= Saved data entries =
━━━━━━━━━━

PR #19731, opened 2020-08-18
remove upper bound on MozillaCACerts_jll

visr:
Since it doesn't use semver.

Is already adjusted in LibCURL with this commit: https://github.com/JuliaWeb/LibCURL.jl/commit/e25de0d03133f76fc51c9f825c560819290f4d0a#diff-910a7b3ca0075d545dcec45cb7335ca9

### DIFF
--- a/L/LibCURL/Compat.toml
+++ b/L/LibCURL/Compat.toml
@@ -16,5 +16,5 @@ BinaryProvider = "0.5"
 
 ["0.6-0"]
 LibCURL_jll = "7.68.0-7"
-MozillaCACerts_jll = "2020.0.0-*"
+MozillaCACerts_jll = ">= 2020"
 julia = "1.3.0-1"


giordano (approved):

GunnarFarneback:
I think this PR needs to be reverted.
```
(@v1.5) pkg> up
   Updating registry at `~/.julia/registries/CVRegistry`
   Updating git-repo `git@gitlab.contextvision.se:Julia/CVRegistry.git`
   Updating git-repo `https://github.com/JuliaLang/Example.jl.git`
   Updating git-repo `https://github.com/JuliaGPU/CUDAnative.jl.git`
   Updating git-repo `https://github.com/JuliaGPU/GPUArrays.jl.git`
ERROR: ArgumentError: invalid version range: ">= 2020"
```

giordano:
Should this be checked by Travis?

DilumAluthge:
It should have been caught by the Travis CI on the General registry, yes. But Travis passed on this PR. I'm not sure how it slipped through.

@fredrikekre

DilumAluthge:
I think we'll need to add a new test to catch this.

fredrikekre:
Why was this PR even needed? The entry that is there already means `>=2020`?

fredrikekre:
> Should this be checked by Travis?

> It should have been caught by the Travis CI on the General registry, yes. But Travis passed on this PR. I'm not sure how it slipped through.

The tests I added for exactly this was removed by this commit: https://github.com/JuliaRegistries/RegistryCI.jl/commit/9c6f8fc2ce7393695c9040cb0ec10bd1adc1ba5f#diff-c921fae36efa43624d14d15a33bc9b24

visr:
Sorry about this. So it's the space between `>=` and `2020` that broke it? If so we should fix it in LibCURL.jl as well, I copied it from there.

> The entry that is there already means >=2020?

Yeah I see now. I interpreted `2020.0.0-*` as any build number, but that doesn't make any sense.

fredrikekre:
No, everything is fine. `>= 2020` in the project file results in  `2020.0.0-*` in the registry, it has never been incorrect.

━━━━━━━━━━

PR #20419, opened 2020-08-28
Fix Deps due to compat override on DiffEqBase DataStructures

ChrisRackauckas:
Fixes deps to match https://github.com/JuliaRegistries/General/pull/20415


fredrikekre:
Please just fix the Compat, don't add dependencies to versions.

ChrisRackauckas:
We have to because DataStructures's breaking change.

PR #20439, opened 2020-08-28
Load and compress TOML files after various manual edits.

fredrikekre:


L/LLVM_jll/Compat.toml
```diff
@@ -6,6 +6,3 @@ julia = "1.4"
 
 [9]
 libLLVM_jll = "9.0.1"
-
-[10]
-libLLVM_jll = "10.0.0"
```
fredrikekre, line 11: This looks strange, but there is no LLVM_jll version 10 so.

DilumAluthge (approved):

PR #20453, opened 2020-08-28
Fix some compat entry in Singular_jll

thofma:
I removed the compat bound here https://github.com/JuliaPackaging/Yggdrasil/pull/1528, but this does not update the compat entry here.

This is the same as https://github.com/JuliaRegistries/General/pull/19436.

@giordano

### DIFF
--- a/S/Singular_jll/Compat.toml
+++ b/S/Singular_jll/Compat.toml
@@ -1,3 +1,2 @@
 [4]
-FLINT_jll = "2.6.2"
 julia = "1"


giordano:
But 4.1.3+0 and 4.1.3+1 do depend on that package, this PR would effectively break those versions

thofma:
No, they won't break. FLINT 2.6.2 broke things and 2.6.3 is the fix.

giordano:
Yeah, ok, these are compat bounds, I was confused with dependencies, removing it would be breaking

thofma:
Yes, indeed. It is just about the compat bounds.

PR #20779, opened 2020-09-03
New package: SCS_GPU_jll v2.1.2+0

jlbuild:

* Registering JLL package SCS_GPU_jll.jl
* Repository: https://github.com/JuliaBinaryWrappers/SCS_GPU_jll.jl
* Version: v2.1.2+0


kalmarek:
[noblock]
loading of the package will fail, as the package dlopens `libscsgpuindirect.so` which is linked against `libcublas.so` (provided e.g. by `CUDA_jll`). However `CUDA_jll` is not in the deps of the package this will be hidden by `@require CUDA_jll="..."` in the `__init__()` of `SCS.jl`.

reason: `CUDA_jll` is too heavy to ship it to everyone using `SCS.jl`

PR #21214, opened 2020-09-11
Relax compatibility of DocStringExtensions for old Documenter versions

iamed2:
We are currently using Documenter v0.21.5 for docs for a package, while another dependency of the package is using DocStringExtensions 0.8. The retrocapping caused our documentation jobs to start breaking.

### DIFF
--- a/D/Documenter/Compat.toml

━━━━━━━━━━

= ACTION ITEM =
The answer should be all lines from the entries above that hold the word "Yeah".

= WORKED SOLUTION =
Yeah I see now. I interpreted `2020.0.0-*` as any build number, but that doesn't make any sense.
Yeah, ok, these are compat bounds, I was confused with dependencies, removing it would be breaking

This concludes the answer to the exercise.